◆ WORK INSTRUCTION:
What is the number of lines in these entries that contain "WHERE"? State it alone.

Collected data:

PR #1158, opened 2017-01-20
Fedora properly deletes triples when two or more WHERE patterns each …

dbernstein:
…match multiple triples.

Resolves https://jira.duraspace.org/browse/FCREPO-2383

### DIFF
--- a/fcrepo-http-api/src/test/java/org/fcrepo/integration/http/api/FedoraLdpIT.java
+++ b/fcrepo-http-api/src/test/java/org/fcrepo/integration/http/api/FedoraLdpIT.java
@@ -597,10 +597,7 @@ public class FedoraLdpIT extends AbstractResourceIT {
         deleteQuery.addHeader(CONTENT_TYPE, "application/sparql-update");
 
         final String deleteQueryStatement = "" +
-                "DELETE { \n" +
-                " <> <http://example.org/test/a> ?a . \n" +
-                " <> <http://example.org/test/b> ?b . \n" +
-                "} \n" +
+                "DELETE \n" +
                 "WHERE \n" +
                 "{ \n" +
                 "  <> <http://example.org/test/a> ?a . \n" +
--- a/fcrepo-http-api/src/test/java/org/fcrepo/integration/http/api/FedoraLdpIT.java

◆ TASK OUTPUT:
2